====== Supplied information ======

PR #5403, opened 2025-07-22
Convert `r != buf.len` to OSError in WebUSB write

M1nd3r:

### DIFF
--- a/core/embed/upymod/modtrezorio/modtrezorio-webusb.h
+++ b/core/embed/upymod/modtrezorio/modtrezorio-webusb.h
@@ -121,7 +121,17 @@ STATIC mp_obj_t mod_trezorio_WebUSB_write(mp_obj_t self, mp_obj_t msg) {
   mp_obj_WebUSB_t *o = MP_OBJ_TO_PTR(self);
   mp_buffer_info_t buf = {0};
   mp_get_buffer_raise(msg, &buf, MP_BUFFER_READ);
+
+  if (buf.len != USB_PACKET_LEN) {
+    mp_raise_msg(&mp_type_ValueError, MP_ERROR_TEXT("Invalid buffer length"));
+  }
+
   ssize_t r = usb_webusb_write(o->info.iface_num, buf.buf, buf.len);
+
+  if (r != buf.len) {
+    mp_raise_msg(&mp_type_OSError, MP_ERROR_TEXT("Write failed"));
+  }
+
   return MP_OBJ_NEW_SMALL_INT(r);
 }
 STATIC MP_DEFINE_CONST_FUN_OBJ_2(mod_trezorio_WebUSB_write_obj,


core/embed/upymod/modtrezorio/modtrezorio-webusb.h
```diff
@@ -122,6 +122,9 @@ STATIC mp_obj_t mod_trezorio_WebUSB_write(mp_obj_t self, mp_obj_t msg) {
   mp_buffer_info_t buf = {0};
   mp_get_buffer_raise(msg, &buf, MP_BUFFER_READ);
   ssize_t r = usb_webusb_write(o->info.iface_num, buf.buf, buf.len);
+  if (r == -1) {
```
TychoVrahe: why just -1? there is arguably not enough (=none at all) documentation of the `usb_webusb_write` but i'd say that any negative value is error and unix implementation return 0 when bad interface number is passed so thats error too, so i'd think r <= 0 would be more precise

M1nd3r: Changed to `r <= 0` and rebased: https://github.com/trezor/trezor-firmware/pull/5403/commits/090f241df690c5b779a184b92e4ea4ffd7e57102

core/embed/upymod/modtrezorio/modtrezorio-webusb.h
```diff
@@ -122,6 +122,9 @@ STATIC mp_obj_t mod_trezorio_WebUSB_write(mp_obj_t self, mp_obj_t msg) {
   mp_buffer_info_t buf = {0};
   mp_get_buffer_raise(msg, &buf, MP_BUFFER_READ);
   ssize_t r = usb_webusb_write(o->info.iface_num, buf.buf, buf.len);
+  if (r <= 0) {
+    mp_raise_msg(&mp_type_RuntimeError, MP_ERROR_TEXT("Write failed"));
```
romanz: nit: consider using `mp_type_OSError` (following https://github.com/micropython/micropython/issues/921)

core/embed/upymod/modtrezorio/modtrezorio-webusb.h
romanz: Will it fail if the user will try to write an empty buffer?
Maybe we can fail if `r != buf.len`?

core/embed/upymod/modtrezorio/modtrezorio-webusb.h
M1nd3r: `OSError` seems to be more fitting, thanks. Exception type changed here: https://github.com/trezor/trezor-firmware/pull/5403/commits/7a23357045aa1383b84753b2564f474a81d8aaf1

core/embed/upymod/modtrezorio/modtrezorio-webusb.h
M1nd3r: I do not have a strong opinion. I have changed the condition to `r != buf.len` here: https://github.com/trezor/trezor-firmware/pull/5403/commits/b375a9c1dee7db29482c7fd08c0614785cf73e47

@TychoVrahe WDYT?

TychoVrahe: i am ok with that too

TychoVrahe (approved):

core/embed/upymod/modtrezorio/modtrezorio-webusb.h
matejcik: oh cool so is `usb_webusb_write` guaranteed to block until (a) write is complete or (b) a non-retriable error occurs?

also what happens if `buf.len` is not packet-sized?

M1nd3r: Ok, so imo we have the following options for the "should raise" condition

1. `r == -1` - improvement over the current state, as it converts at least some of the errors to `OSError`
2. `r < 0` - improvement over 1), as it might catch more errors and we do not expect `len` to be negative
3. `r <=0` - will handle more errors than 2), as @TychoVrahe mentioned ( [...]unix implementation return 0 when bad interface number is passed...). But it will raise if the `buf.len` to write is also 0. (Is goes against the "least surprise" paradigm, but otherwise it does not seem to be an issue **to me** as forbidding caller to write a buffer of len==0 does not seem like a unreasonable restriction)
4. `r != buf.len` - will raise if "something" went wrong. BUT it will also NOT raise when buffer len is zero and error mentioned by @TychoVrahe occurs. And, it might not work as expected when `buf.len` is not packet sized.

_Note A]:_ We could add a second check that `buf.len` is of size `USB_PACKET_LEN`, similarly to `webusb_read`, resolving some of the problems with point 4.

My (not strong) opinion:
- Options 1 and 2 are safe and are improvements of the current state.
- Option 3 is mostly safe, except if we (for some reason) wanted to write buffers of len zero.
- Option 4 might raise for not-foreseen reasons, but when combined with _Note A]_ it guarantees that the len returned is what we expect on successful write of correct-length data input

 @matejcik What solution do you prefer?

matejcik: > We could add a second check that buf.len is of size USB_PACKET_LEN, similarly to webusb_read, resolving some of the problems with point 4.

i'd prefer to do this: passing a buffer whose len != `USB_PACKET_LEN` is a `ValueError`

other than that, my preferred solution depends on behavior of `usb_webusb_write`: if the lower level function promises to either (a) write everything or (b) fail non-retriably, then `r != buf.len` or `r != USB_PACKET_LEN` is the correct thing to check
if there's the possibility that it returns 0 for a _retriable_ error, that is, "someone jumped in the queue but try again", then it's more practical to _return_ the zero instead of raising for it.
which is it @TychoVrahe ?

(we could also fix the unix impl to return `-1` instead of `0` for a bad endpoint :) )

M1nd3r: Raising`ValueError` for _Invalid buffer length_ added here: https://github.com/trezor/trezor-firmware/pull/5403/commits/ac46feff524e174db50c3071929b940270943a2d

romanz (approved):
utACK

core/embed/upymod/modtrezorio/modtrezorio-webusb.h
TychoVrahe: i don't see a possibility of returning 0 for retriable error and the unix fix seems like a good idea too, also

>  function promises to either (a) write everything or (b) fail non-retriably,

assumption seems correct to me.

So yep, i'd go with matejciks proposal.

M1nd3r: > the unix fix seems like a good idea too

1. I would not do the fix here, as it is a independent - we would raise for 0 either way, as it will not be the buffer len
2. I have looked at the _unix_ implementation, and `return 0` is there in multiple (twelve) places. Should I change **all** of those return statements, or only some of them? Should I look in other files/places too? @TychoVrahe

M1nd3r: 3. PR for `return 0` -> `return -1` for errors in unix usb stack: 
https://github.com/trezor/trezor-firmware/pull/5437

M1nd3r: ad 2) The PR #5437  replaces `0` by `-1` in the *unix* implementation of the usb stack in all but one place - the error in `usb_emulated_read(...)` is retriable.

======

• Problem requirements:
Each record is to be repeated word for word, with none skipped.

• Exercise result:
PR #5403, opened 2025-07-22
Convert `r != buf.len` to OSError in WebUSB write

M1nd3r:

### DIFF
--- a/core/embed/upymod/modtrezorio/modtrezorio-webusb.h
+++ b/core/embed/upymod/modtrezorio/modtrezorio-webusb.h
@@ -121,7 +121,17 @@ STATIC mp_obj_t mod_trezorio_WebUSB_write(mp_obj_t self, mp_obj_t msg) {
   mp_obj_WebUSB_t *o = MP_OBJ_TO_PTR(self);
   mp_buffer_info_t buf = {0};
   mp_get_buffer_raise(msg, &buf, MP_BUFFER_READ);
+
+  if (buf.len != USB_PACKET_LEN) {
+    mp_raise_msg(&mp_type_ValueError, MP_ERROR_TEXT("Invalid buffer length"));
+  }
+
   ssize_t r = usb_webusb_write(o->info.iface_num, buf.buf, buf.len);
+
+  if (r != buf.len) {
+    mp_raise_msg(&mp_type_OSError, MP_ERROR_TEXT("Write failed"));
+  }
+
   return MP_OBJ_NEW_SMALL_INT(r);
 }
 STATIC MP_DEFINE_CONST_FUN_OBJ_2(mod_trezorio_WebUSB_write_obj,


core/embed/upymod/modtrezorio/modtrezorio-webusb.h
```diff
@@ -122,6 +122,9 @@ STATIC mp_obj_t mod_trezorio_WebUSB_write(mp_obj_t self, mp_obj_t msg) {
   mp_buffer_info_t buf = {0};
   mp_get_buffer_raise(msg, &buf, MP_BUFFER_READ);
   ssize_t r = usb_webusb_write(o->info.iface_num, buf.buf, buf.len);
+  if (r == -1) {
```
TychoVrahe: why just -1? there is arguably not enough (=none at all) documentation of the `usb_webusb_write` but i'd say that any negative value is error and unix implementation return 0 when bad interface number is passed so thats error too, so i'd think r <= 0 would be more precise

M1nd3r: Changed to `r <= 0` and rebased: https://github.com/trezor/trezor-firmware/pull/5403/commits/090f241df690c5b779a184b92e4ea4ffd7e57102

core/embed/upymod/modtrezorio/modtrezorio-webusb.h
```diff
@@ -122,6 +122,9 @@ STATIC mp_obj_t mod_trezorio_WebUSB_write(mp_obj_t self, mp_obj_t msg) {
   mp_buffer_info_t buf = {0};
   mp_get_buffer_raise(msg, &buf, MP_BUFFER_READ);
   ssize_t r = usb_webusb_write(o->info.iface_num, buf.buf, buf.len);
+  if (r <= 0) {
+    mp_raise_msg(&mp_type_RuntimeError, MP_ERROR_TEXT("Write failed"));
```
romanz: nit: consider using `mp_type_OSError` (following https://github.com/micropython/micropython/issues/921)

core/embed/upymod/modtrezorio/modtrezorio-webusb.h
romanz: Will it fail if the user will try to write an empty buffer?
Maybe we can fail if `r != buf.len`?

core/embed/upymod/modtrezorio/modtrezorio-webusb.h
M1nd3r: `OSError` seems to be more fitting, thanks. Exception type changed here: https://github.com/trezor/trezor-firmware/pull/5403/commits/7a23357045aa1383b84753b2564f474a81d8aaf1

core/embed/upymod/modtrezorio/modtrezorio-webusb.h
M1nd3r: I do not have a strong opinion. I have changed the condition to `r != buf.len` here: https://github.com/trezor/trezor-firmware/pull/5403/commits/b375a9c1dee7db29482c7fd08c0614785cf73e47

@TychoVrahe WDYT?

TychoVrahe: i am ok with that too

TychoVrahe (approved):

core/embed/upymod/modtrezorio/modtrezorio-webusb.h
matejcik: oh cool so is `usb_webusb_write` guaranteed to block until (a) write is complete or (b) a non-retriable error occurs?

also what happens if `buf.len` is not packet-sized?

M1nd3r: Ok, so imo we have the following options for the "should raise" condition

1. `r == -1` - improvement over the current state, as it converts at least some of the errors to `OSError`
2. `r < 0` - improvement over 1), as it might catch more errors and we do not expect `len` to be negative
3. `r <=0` - will handle more errors than 2), as @TychoVrahe mentioned ( [...]unix implementation return 0 when bad interface number is passed...). But it will raise if the `buf.len` to write is also 0. (Is goes against the "least surprise" paradigm, but otherwise it does not seem to be an issue **to me** as forbidding caller to write a buffer of len==0 does not seem like a unreasonable restriction)
4. `r != buf.len` - will raise if "something" went wrong. BUT it will also NOT raise when buffer len is zero and error mentioned by @TychoVrahe occurs. And, it might not work as expected when `buf.len` is not packet sized.

_Note A]:_ We could add a second check that `buf.len` is of size `USB_PACKET_LEN`, similarly to `webusb_read`, resolving some of the problems with point 4.

My (not strong) opinion:
- Options 1 and 2 are safe and are improvements of the current state.
- Option 3 is mostly safe, except if we (for some reason) wanted to write buffers of len zero.
- Option 4 might raise for not-foreseen reasons, but when combined with _Note A]_ it guarantees that the len returned is what we expect on successful write of correct-length data input

 @matejcik What solution do you prefer?

matejcik: > We could add a second check that buf.len is of size USB_PACKET_LEN, similarly to webusb_read, resolving some of the problems with point 4.

i'd prefer to do this: passing a buffer whose len != `USB_PACKET_LEN` is a `ValueError`

other than that, my preferred solution depends on behavior of `usb_webusb_write`: if the lower level function promises to either (a) write everything or (b) fail non-retriably, then `r != buf.len` or `r != USB_PACKET_LEN` is the correct thing to check
if there's the possibility that it returns 0 for a _retriable_ error, that is, "someone jumped in the queue but try again", then it's more practical to _return_ the zero instead of raising for it.
which is it @TychoVrahe ?

(we could also fix the unix impl to return `-1` instead of `0` for a bad endpoint :) )

M1nd3r: Raising`ValueError` for _Invalid buffer length_ added here: https://github.com/trezor/trezor-firmware/pull/5403/commits/ac46feff524e174db50c3071929b940270943a2d

romanz (approved):
utACK

core/embed/upymod/modtrezorio/modtrezorio-webusb.h
TychoVrahe: i don't see a possibility of returning 0 for retriable error and the unix fix seems like a good idea too, also

>  function promises to either (a) write everything or (b) fail non-retriably,

assumption seems correct to me.

So yep, i'd go with matejciks proposal.

M1nd3r: > the unix fix seems like a good idea too

1. I would not do the fix here, as it is a independent - we would raise for 0 either way, as it will not be the buffer len
2. I have looked at the _unix_ implementation, and `return 0` is there in multiple (twelve) places. Should I change **all** of those return statements, or only some of them? Should I look in other files/places too? @TychoVrahe

M1nd3r: 3. PR for `return 0` -> `return -1` for errors in unix usb stack: 
https://github.com/trezor/trezor-firmware/pull/5437

M1nd3r: ad 2) The PR #5437  replaces `0` by `-1` in the *unix* implementation of the usb stack in all but one place - the error in `usb_emulated_read(...)` is retriable.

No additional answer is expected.